Algorithmic Bias

Algorithmic Bias. It’s a hot topic in any data talk, but few think of the role that humans play to bring it to life.

A lot of bias emerges when we leap from descriptive analysis to prescriptive analysis.

Descriptive analysis has been documented in statistics for a long time and includes means, variances, and thresholds etc. The biases are also largely known, for example, the difference between sample and population means. This new conversation about bias mainly arises from the recent introduction of prescriptive analysis; getting the data to tell you what to do in the future not just what has happened. Data describes multiple things: the reality itself, the way the data was collected, who it was collected by, amongst others. All this is useful for finding out what happened, but we might not want it all to influence our decisions.

One of my favourite advancements in NLP, and one that provides quite a clear example of prescriptive bias, is Word Embeddings. They’re essentially where you assign a high-dimensional number to a word in such a way that the number relates to the meaning of the word. In short, they let you do maths on words. With these embeddings we can create an algorithm to answer logical analogies: “Man is to King as Woman is to <?>” which would be filled in with Queen. All good right? What if we try “Man is to Professor as Woman is to <Associate Professor>”. Oh. That’s no good, we must have a biased algorithm. Let’s scrap the project.

Looking into the ‘why’ a bit more we can guess that the data it has learnt this association from has a higher association of men to professors than women, perhaps the Wikipedia pages of famous scientists? Unfortunately, this is most likely an accurate representation of academic posts. It’s fine for us to use this for descriptive analysis: this is an accurate bias, but it’s not allright to use it for prescriptive analysis, e.g. trying to tell who should get the new post; looking at you Amazon CV screener.

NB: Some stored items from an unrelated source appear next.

PR #1009, opened 2016-04-15
Fix layering violation in applications

akiss77:
Apps that use jerry should not (must not!) include and rely on its
internal headers. Typical issue is the use of "jrt/jrt.h". Fixing
`main-{unix,mcu}.c`, and speculatively the apps under the `targets`
directory as well.

### DIFF
--- a/main-mcu.c
+++ b/main-mcu.c
@@ -22,7 +22,6 @@
 #define JERRY_STANDALONE_EXIT_CODE_FAIL (1)
 
 #include JERRY_MCU_SCRIPT_HEADER
-#include "jerry-core/jerry-api.h"
 
 static const char generated_source[] = JERRY_MCU_SCRIPT;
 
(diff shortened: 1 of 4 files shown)


LaszloLango:
This makes JERRY_ERROR_MSG unused, but the definition is still there. I agree that apps should not include `jrt/jrt.h`. I suggest to move the definition of `JERRY_ERROR_MSG` into `jerry.h`.

akiss77:
@LaszloLango I'd be against that. This is an internal macro, I suggest not to expose it. However, alternatively, what do you think about using the function(s) exposed by the jerry-port.h header? Thus, not only jerry could use those functions but the embedder(s) as well. This time, it would be `jerry_port_errormsg()`.

LaszloLango:
@akiss77, sounds better. :)

akiss77:
Updated

LaszloLango:
@akiss77, thanks for the update. LGTM

zherczeg:
LGTM

PR #1010, opened 2016-04-15
Set the correct pointer value in 'ecma_copy_ecma_string' function.

robertsipka:

### DIFF
--- a/jerry-core/ecma/base/ecma-helpers-string.c
+++ b/jerry-core/ecma/base/ecma-helpers-string.c
@@ -422,7 +422,7 @@ ecma_copy_ecma_string (ecma_string_t *string_desc_p) /**< string descriptor */
       ecma_string_heap_header_t *new_data_p = (ecma_string_heap_header_t *) mem_heap_alloc_block (data_size);
       memcpy (new_data_p, data_p, data_p->size + sizeof (ecma_string_heap_header_t));
 
-      ECMA_SET_NON_NULL_POINTER (new_str_p->u.collection_cp, data_p);
+      ECMA_SET_NON_NULL_POINTER (new_str_p->u.collection_cp, new_data_p);
 
       break;
     }


zherczeg:
Please add some regression test for this.

jerry-core/ecma/base/ecma-helpers-string.c
```diff
@@ -422,7 +422,7 @@ ecma_copy_ecma_string (ecma_string_t *string_desc_p) /**< string descriptor */
       ecma_string_heap_header_t *new_data_p = (ecma_string_heap_header_t *) mem_heap_alloc_block (data_size);
       memcpy (new_data_p, data_p, data_p->size + sizeof (ecma_string_heap_header_t));
 
-      ECMA_SET_NON_NULL_POINTER (new_str_p->u.collection_cp, data_p);
+      ECMA_SET_NON_NULL_POINTER (new_str_p->u.collection_cp, new_data_p);
```
akiss77: Quick question: is this the only issue in this code block? I'm not familiar with this function but we have `*new_str_p = *string_desc_p;` above. That copies over `refs_and_container`, `hash`, and `u.collection_cp`. The latter will be overwritten (fixed in this patch), `hash` does not change. What about the reference count? Is that OK not to (re)set?

zherczeg: Just check the comment at the beginning:
@return pointer to copy of ecma-string with reference counter set to 1

zherczeg: So probably copying the refcounter is also a bug. I had a feelewng that this is an untested code path. That is why we need a reftest.

akiss77: I see the comment. But where is it set to 1 in this code path?

zherczeg: I agree this is probably another bug. Good catch.

akiss77: I'm not sure that it is possible to construct a regression test case that can catch the refcount issue... It seems to me that this will be "just" eating up memory but not cause any semantic error. I'd be glad to be proven wrong though.

(The pointer issue is different. That might be possible to catch.)

zherczeg: Here the problem is that there is a reference to the old string. A regression test would look like this:

    var a = "string";
    var b = [];
    for (i =0 i < 10000; i++) b[i] = a;
    gc();
    for (i =0 i < 9000; i++) b[i] = null;
    gc(); // could be a crash

zherczeg:
Is this issue still valid?

PR #1012, opened 2016-04-15
Update existing and add missing copyright & license notices

akiss77:
* LICENSE needed year update.

* The asm component of the posix target of jerry-libc had no
  copyright & license notice since it has been introduced in 2015.
  Traced back history and added missing header with correct years.

* Three tests in jerry/fail/1 also missed header. Added.


LaszloLango:
LGTM

zherczeg:
LGTM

Actually, I don’t know if the data has this skewed association. The process I used to fill in the analogy prevents you from getting the same word out, as “Man is to King as Woman is to <King> doesn’t quite have the same ring to it. I introduced this bias in how the answers were extracted from the data. A human error.

The moral of the blog post, as all blogs seem to? If we don’t understand what we’re doing we will make mistakes, mistakes which are now less transparent than ever and usually end up being blamed on “biased data” or “biased algorithms”. Maths and code themselves aren’t biased but we can use them to say biased things; the same with words, no word is biased by itself but we can all think up of some very biased sentences.